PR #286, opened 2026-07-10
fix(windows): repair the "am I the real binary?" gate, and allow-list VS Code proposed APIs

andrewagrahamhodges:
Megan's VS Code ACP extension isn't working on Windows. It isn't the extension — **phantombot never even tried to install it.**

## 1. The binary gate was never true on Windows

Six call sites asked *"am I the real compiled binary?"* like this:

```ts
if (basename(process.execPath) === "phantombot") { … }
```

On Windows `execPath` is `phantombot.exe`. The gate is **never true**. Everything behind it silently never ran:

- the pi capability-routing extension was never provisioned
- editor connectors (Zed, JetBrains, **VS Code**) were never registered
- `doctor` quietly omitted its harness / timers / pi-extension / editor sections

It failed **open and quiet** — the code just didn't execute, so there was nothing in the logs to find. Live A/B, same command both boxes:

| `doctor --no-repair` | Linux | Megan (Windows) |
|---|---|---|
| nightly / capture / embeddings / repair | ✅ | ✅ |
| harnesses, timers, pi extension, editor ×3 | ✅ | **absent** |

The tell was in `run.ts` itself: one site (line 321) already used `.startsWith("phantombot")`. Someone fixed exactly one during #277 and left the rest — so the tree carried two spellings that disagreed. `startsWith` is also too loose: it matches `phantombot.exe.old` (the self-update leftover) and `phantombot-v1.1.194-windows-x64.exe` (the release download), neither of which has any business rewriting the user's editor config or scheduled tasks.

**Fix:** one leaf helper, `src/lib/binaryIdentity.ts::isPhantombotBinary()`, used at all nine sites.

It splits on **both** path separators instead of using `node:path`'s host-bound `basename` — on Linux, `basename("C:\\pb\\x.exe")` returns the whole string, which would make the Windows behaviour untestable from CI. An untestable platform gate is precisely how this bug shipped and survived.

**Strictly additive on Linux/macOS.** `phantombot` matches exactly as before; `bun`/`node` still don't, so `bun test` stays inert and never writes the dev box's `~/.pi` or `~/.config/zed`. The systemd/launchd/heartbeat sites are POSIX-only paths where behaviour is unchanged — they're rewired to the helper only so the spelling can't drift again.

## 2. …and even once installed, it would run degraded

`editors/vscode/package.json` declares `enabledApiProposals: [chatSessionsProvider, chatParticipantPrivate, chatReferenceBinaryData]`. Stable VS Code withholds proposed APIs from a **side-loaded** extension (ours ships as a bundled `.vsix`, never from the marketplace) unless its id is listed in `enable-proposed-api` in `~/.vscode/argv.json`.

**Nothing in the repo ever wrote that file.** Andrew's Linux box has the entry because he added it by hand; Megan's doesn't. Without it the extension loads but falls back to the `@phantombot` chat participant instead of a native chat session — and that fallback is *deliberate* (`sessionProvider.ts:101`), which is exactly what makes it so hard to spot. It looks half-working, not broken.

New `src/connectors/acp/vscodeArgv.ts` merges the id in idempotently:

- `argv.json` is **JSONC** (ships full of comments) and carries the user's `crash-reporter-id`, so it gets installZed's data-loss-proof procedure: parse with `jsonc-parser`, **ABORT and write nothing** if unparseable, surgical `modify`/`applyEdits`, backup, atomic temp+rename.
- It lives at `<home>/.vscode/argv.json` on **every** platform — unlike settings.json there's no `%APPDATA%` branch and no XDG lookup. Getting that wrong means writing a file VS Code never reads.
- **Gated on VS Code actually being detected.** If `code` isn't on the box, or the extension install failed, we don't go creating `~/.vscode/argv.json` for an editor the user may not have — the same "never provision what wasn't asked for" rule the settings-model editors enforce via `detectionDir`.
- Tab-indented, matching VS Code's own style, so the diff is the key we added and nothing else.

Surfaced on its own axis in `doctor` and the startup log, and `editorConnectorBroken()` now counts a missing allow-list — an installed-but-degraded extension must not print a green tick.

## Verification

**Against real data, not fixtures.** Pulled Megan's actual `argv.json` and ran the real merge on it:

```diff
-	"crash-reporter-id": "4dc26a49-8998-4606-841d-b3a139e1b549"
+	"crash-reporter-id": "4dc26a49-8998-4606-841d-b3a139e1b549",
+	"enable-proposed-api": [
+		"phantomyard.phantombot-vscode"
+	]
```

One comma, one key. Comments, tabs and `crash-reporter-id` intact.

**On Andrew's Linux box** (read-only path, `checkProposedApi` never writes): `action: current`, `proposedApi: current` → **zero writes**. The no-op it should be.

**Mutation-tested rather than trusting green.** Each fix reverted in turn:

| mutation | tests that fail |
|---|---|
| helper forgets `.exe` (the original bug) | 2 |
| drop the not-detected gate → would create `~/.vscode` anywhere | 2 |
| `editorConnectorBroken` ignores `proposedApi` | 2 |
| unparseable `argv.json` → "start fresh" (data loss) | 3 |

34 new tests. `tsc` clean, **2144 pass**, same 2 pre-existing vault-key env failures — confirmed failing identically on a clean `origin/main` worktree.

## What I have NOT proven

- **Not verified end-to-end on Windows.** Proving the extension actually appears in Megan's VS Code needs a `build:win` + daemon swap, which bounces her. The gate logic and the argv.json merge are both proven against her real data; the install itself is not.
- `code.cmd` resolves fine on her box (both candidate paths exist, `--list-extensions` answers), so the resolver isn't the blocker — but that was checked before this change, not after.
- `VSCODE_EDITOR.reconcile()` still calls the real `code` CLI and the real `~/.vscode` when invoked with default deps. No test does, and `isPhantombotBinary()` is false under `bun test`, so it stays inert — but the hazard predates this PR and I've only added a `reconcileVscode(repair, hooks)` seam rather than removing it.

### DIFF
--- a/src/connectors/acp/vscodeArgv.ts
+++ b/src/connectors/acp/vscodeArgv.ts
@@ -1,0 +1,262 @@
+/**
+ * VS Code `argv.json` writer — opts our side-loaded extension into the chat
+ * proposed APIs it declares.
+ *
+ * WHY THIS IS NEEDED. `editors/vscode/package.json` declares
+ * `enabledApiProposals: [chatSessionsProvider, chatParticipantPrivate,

__What this task involves__. Search the material above for the word "have", then copy each line that holds it.

__Output of the exercise__.
- **Gated on VS Code actually being detected.** If `code` isn't on the box, or the extension install failed, we don't go creating `~/.vscode/argv.json` for an editor the user may not have — the same "never provision what wasn't asked for" rule the settings-model editors enforce via `detectionDir`.
## What I have NOT proven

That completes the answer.